宋景靜靜地窩在他懷裏,像個木偶,眼睛都不眨的。
“先吃飯,等會兒再抱。”趙乾朗說。
宋景搖搖頭:“喂我。”
趙乾朗無奈地笑了笑,似乎是拿他沒有辦法,把他抱在懷裏,一筷子一筷子地把老婆喂飽。
“好不好吃?”
“好吃。”宋景說。
“好乖,以前怎麽沒有這麽乖,”趙乾朗感慨地說,他下巴貼着宋景的額頭,“以後也要好好吃飯好嗎?瘦了好多,抱起來都硌手了。”
宋景仰頭:“你以後常常回來看我,我就好好吃飯。”
趙乾朗低頭與他對視。
宋景迫切地問:“好嗎?”
趙乾朗無奈地笑了:“好。”
他微微低頭,在宋景的唇上吻了一下,他的唇還是暖的。
“再吃個蘋果好不好,營養要均衡,老公再給你削個蘋果。”趙乾朗伸手從果盤裏拿起一個蘋果。
他就那麽抱着宋景,一邊輕輕搖晃,一邊給他削蘋果,然後與他話家常,如同以往十年來的每一天一樣。
“這次出任務,知道這份工作有多危險了吧,要不然不要做這份工作了好不好?”
“要做。”
“怎麽又不乖了?”趙乾朗說。
“有很多事情想知道。”宋景說。
趙乾朗嘆了口氣:“老婆太有責任心也不是件好事啊。”
“那你答應我,不要再讓自己受傷,好嗎?”
“嗯。”宋景點點頭。
趙乾朗又在他額頭上吻了一下。
“蘋果削好了,來。

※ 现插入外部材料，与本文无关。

PR #2664, opened 2021-11-09
Add startTime to player docs

third774:
cc @zaidf

### DIFF
--- a/products/stream/src/content/viewing-videos/using-the-stream-player.md
+++ b/products/stream/src/content/viewing-videos/using-the-stream-player.md
@@ -111,4 +111,8 @@ Player options are configured with querystring parameters in the iframe's `src` 
 
   - The video id from the video you've uploaded to Cloudflare Stream should be included here.
 
+- `startTime`
+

”
紅豔豔的蘋果皮猶如一條蜿蜒的蛇,整條從白嫩的蘋果肉上脫落,趙乾朗削蘋果的技術很好,簡直可以拿來變魔術。
他削下一塊肉放進宋景嘴裏:“啊~”
“啊。”宋景乖乖張開嘴。
耳畔忽然傳來砰地一聲,緊接着就是一聲模糊的痛呼,那聲音把宋景美好的夢境擊碎了。
他萬分不舍,然而意識還是漸漸地清明過來。
現實中的宋景蒼白安靜地躺在雪白的病床上。
鼻翼起伏,眼角睫毛濕潤。
他又緊緊地閉了會兒眼睛,想掙紮一下,然而趙乾朗擁着他的身影已經從他眼前消失了。
他緩緩睜開眼。
一滴晶瑩的淚從他眼角滑入鬓邊。
真讨厭,連夢都不能讓他多做一會兒嗎?
安靜的病房裏,剛剛醒過來的病美人空洞地睜着眼睛。
病床旁邊的醫療櫃上,放着一束鮮豔欲滴的花,和一顆削好的蘋果。